New Pathways Studied to Repair Nerves

Nov. 7 -- THURSDAY, Nov. 6 (HealthDay News) -- Nerve cells in the spinal cord and brain can't be repaired now if they are severed or damaged, but two ways to get them to grow again are being proposed by separate groups of researchers.

The basic idea of both approaches is to interfere with the built-in mechanisms that prevent nerve cell regeneration. One approach attacks it from the outside of nerve cells, the other from the inside.

Zhigang He, an associate professor of neurology at Children's Hospital Boston, a teaching affiliate of Harvard University, compared the two approaches to different ways of starting a stalled auto.

"Their idea is that something is blocking the highway," said He, lead author of one of the two papers in the Nov. 7 issue of Science. "Our mechanism deals with possible engine trouble."

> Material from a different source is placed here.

PR #245, opened 2026-06-09
fix(vector): validate FAISS embedding dimension with a clear error

### LINKED ISSUE #121: FAISSVectorStore does not validate embedding dimension, crashing on non-1536 embedding models
## Required Information

**Describe the Bug:**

Growth controls are built into the genes of nerve cells, He said. His group has identified two of the key genes that inhibit the major growth pathway in nerve cells. When those two genes are knocked out, cells that are damaged or severed can grow new axons, the pathways that carry messages from cell to cell.

A study in which mice whose optic nerves were damaged showed up to 50 percent of those cells engineered to lack the two growth-inhibiting genes survived, compared to 20 percent of the cells carrying those genes. Significant axon growth was seen in up to 10 percent of the mice lacking the genes.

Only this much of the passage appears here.